═══ INPUT DATA ═══

PR #9999, opened 2020-10-19
If listDataRules API fail, raise a WMRucioException

### LINKED ISSUE #9998: Re-raise exception in Rucio listDataRules API
**Impact of the new feature**
WMCore in general (and any other project using that API)

As part of the block-level rule deletion logic, we need to have a clear way to distinguish between
1. server failed to serve the user request (some sort of exception)
2. server properly served the user request, with an empty list of rules

So, re-raise an exception to the caller in case listDataRules fail to be served.

If an exception is hit in the `listDataRules` Rucio wrapper API, re-raise a `WMRucioException` to the caller, with the proper error message, of course!

Leave it as it is, but then it becomes harder to deal with those 2 possible cases...

**Additional context**
Needed for the development of: https://github.com/dmwm/WMCore/pull/9959

amaltaro:
Fixes #9998

#### Status
not-tested

#### Description
It changes the behaviour of the `listDataRules` Rucio wrapper API, which used to always return a list type object. Now it can also raise a `WMRucioException` exception if the http request fails.

Yes, in general

#### Related PRs
none

none

### DIFF
--- a/src/python/WMCore/Services/Rucio/Rucio.py
+++ b/src/python/WMCore/Services/Rucio/Rucio.py
@@ -607,12 +607,13 @@ class Rucio(object):
         """
         kwargs["name"] = name
         kwargs.setdefault("scope", "cms")
-        res = []
         try:
             res = self.cli.list_replication_rules(kwargs)
-        except Exception as ex:
-            self.logger.error("Exception listing rules for data: %s and kwargs: %s. Error: %s",
-                              name, kwargs, str(ex))
+        except Exception as exc:
+            msg = "Exception listing rules for data: {} and kwargs: {}. Error: {}".format(name,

═══

Write out every entry once more, precisely as it stands.

PR #9999, opened 2020-10-19
If listDataRules API fail, raise a WMRucioException

### LINKED ISSUE #9998: Re-raise exception in Rucio listDataRules API
**Impact of the new feature**
WMCore in general (and any other project using that API)

As part of the block-level rule deletion logic, we need to have a clear way to distinguish between
1. server failed to serve the user request (some sort of exception)
2. server properly served the user request, with an empty list of rules

So, re-raise an exception to the caller in case listDataRules fail to be served.

If an exception is hit in the `listDataRules` Rucio wrapper API, re-raise a `WMRucioException` to the caller, with the proper error message, of course!

Leave it as it is, but then it becomes harder to deal with those 2 possible cases...

**Additional context**
Needed for the development of: https://github.com/dmwm/WMCore/pull/9959

amaltaro:
Fixes #9998

#### Status
not-tested

#### Description
It changes the behaviour of the `listDataRules` Rucio wrapper API, which used to always return a list type object. Now it can also raise a `WMRucioException` exception if the http request fails.

Yes, in general

#### Related PRs
none

none

### DIFF
--- a/src/python/WMCore/Services/Rucio/Rucio.py
+++ b/src/python/WMCore/Services/Rucio/Rucio.py
@@ -607,12 +607,13 @@ class Rucio(object):
         """
         kwargs["name"] = name
         kwargs.setdefault("scope", "cms")
-        res = []
         try:
             res = self.cli.list_replication_rules(kwargs)
-        except Exception as ex:
-            self.logger.error("Exception listing rules for data: %s and kwargs: %s. Error: %s",
-                              name, kwargs, str(ex))
+        except Exception as exc:
+            msg = "Exception listing rules for data: {} and kwargs: {}. Error: {}".format(name,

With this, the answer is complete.